# Work task:
Here is a block of records. Copy every line in it that includes "packages".

# Extracted information:

PR #1095, opened 2026-02-17
Skip RegisterExecutionPolicyException tasks on non-Darwin platforms

owenv:
These were already a no-op on Darwin, but we shouldn't be planning them in the first place

### DIFF
--- a/Sources/SWBTaskConstruction/TaskProducers/OtherTaskProducers/ProductPostprocessingTaskProducer.swift
+++ b/Sources/SWBTaskConstruction/TaskProducers/OtherTaskProducers/ProductPostprocessingTaskProducer.swift
@@ -10,7 +10,7 @@
 //
 //===----------------------------------------------------------------------===//
 
-import SWBCore
+package import SWBCore
 import SWBUtil
 import SWBMacro
 import SWBProtocol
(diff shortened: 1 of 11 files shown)


owenv:
@swift-ci test

Sources/SWBTaskConstruction/TaskProducers/OtherTaskProducers/ProductPostprocessingTaskProducer.swift
jakepetroules: nit: even better if we could add a post-processing tasks extension and move this to the Apple plugin.

jakepetroules (approved):

owenv:
@swift-ci test

Tests/SWBTaskConstructionTests/PostprocessingTaskConstructionTests.swift
```diff
@@ -296,6 +298,45 @@ fileprivate struct PostprocessingTaskConstructionTests: CoreBasedTests {
...
+                        TestSourcesBuildPhase(["SourceFile.m"]),
+                    ]
+                ),
+            ]
+        )
+
+        try await TaskConstructionTester(getCore(), testProject).checkBuild(runDestination: .host) { results in
+            results.checkNoDiagnostics()
+
+            if try ProcessInfo.processInfo.hostOperatingSystem() == .macOS {
```
jakepetroules, line 332: nit: should use the Core's hostOS given we have a Core in this context

PR #1103, opened 2026-02-19
Remove test which only validates SDK content

owenv:
This test isn't actually exercising the build system, it's just examining stub binaries in the SDK.


owenv:
@swift-ci test

PR #1104, opened 2026-02-19
Fix PRELINK_LIBS dependency tracking

rjmansfield:
Use -dependency_info on Darwin platforms to track dependencies on files specified in PRELINK_LIBS. Manually track file paths on platforms where -dependency_info is not supported.

rdar://140459877

### DIFF
--- a/Sources/SWBCore/SpecImplementations/Tools/PrelinkedObjectLink.swift
+++ b/Sources/SWBCore/SpecImplementations/Tools/PrelinkedObjectLink.swift
@@ -86,9 +86,37 @@ public final class PrelinkedObjectLinkSpec: CommandLineToolSpec, SpecImplementat
             commandLine += warningLdFlags
         }
         commandLine += cbc.inputs.map({ $0.absolutePath.str })
-        commandLine += cbc.scope.evaluate(BuiltinMacros.PRELINK_LIBS)
+
+        let prelinkLibs = cbc.scope.evaluate(BuiltinMacros.PRELINK_LIBS)
+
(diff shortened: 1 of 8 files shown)


rjmansfield:
@swift-ci test

Sources/SWBCore/SpecImplementations/Tools/PrelinkedObjectLink.swift
```diff
@@ -86,9 +86,37 @@ public final class PrelinkedObjectLinkSpec: CommandLineToolSpec, SpecImplementat
...
+        let prelinkLibs = cbc.scope.evaluate(BuiltinMacros.PRELINK_LIBS)
+
+        let dependencyInfoFile = cbc.scope.evaluate(BuiltinMacros.PRELINK_DEPENDENCY_INFO_FILE)
+        if !dependencyInfoFile.isEmpty {
+            commandLine += prelinkLibs
+        } else {
+            // Library options like -lfoo can't be tracked
+            for lib in prelinkLibs {
+                if !lib.isEmpty {
+                    if lib.hasPrefix("-l") {
```
jakepetroules, line 99: There's a ton of other types of linkage flags on Apple platforms (like -weak-l), see `searchPathFlagsForLd` for an example. Let's make sure if those are relevant in this context to handle them if so.

rjmansfield: This is for non-Apple platforms where `-dependency_info` isn't supported. I think on other platforms it would just be `-l` that would be valid in `PRELINK_LIBS`

owenv (approved):

PR #1105, opened 2026-02-19
Add new product types to supportsInstallAPI check

pmattos:
### Motivation ###

When building Swift packages with SwiftPM's new PIF builder with the `xcodebuild installapi` action, the build system was skipping `swiftmodule` emission with the following warning (e.g., for the https://github.com/swiftlang/swift-subprocess project):

```
Skipping installAPI swiftmodule emission for target 'Subprocess'
```

This occurred because the new PIF builder uses different product type identifiers (`org.swift.product-type.common.object` and `org.swift.product-type.library.static`) that were not recognized by `supportsInstallAPI`. The old PIF builder used `com.apple.product-type.objfile` which was already supported.

Without `swiftmodule` emission, downstream targets cannot compile against the module, breaking `installapi` builds for Swift packages.

### Changes ###

Extended `ProductTypeIdentifier.supportsInstallAPI` to recognize the product types used by SwiftPM's new PIF builder:

- `org.swift.product-type.common.object` — used for object file targets
- `org.swift.product-type.library.static` — used for static library targets

Both types inherit from `com.apple.product-type.objfile` (in `ProductTypes.xcspec`) but have distinct identifiers that need explicit support.

### Fixed Radar ###

* rdar://168454272 *(Skipping installAPI swiftmodule emission for target)*

### DIFF
--- a/Sources/SWBCore/ProductTypeIdentifier.swift
+++ b/Sources/SWBCore/ProductTypeIdentifier.swift
@@ -20,19 +20,6 @@ public struct ProductTypeIdentifier: Equatable {
 }
 
 public extension ProductTypeIdentifier {
-    var supportsInstallAPI: Bool {
-        // Static frameworks/libraries need to run installAPI if they contain Swift source code because we need .swiftmodule to build downstream targets.
-        return stringValue == "com.apple.product-type.framework"
-            || stringValue == "com.apple.product-type.framework.static"
-            || stringValue == "com.apple.product-type.library.dynamic"
-            || stringValue == "com.apple.product-type.library.static"
-            // Swift packages need to run installAPI.
-            || stringValue == "com.apple.product-type.objfile"
-            // SwiftPM's new PIF builder uses these product types.
-            || stringValue == "org.swift.product-type.common.object"
-            || stringValue == "org.swift.product-type.library.static"
-    }
-
     var supportsEagerLinking: Bool {
         return stringValue == "com.apple.product-type.framework"
             || stringValue == "com.apple.product-type.library.dynamic"
--- a/Sources/SWBCore/SpecImplementations/ProductTypes.swift
+++ b/Sources/SWBCore/SpecImplementations/ProductTypes.swift
@@ -315,7 +315,13 @@ public class ProductTypeSpec : Spec, SpecType, @unchecked Sendable {
     ///
     /// In particular, Swift compilation runs during InstallAPI builds even when building static libraries, but only generates TBD files when building dylibs.
     public var supportsInstallAPI: Bool {
-        return ProductTypeIdentifier(identifier).supportsInstallAPI
+        // Static frameworks/libraries need to run installAPI if they contain Swift
+        // source code because we need .swiftmodule to build downstream targets.
+        return conformsTo(identifier: "com.apple.product-type.framework")
+            || conformsTo(identifier: "com.apple.product-type.framework.static")
+            || conformsTo(identifier: "com.apple.product-type.library.dynamic")
+            || conformsTo(identifier: "com.apple.product-type.library.static")
+            || conformsTo(identifier: "com.apple.product-type.objfile") // Swift packages need to run installAPI.
     }
 
     public var supportsEagerLinking: Bool {
--- a/Sources/SWBCore/SpecImplementations/Tools/SwiftCompiler.swift
+++ b/Sources/SWBCore/SpecImplementations/Tools/SwiftCompiler.swift
@@ -1229,14 +1229,15 @@ public final class SwiftCompilerSpec : CompilerSpec, SpecIdentifierType, SwiftDi
             }
 
             func addTBDEmissionIfRequired() {
-                let typeStr = cbc.scope.evaluate(BuiltinMacros.PRODUCT_TYPE)
-                let productType = ProductTypeIdentifier(typeStr)
-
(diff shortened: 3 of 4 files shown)


Sources/SWBCore/ProductTypeIdentifier.swift
```diff
@@ -28,6 +28,9 @@ public extension ProductTypeIdentifier {
             || stringValue == "com.apple.product-type.library.static"
             // Swift packages need to run installAPI.
             || stringValue == "com.apple.product-type.objfile"
+            // SwiftPM's new PIF builder uses these product types.
```
owenv: I think we should consider making these productType.conformsTo(identifier: "") checks instead of just looking at equality here, which would likely cover this case + future similar issues

pmattos: Yep, it would be nice to do something like this instead:
```swift
public var supportsInstallAPI: Bool {
      conformsTo(identifier: "com.apple.product-type.framework")
   || conformsTo(identifier: "com.apple.product-type.framework.static")
   || conformsTo(identifier: "com.apple.product-type.library.dynamic")
   || conformsTo(identifier: "com.apple.product-type.library.static")
   || conformsTo(identifier: "com.apple.product-type.objfile")
}
```

But given we would then need to move this code from `ProductTypeIdentifier` up to `ProductTypeSpec`, this might complicate this call site (in `ProductPostprocessingTaskProducer.swift`):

# Expected output:
When building Swift packages with SwiftPM's new PIF builder with the `xcodebuild installapi` action, the build system was skipping `swiftmodule` emission with the following warning (e.g., for the https://github.com/swiftlang/swift-subprocess project):
Without `swiftmodule` emission, downstream targets cannot compile against the module, breaking `installapi` builds for Swift packages.
-            // Swift packages need to run installAPI.
+            || conformsTo(identifier: "com.apple.product-type.objfile") // Swift packages need to run installAPI.
             // Swift packages need to run installAPI.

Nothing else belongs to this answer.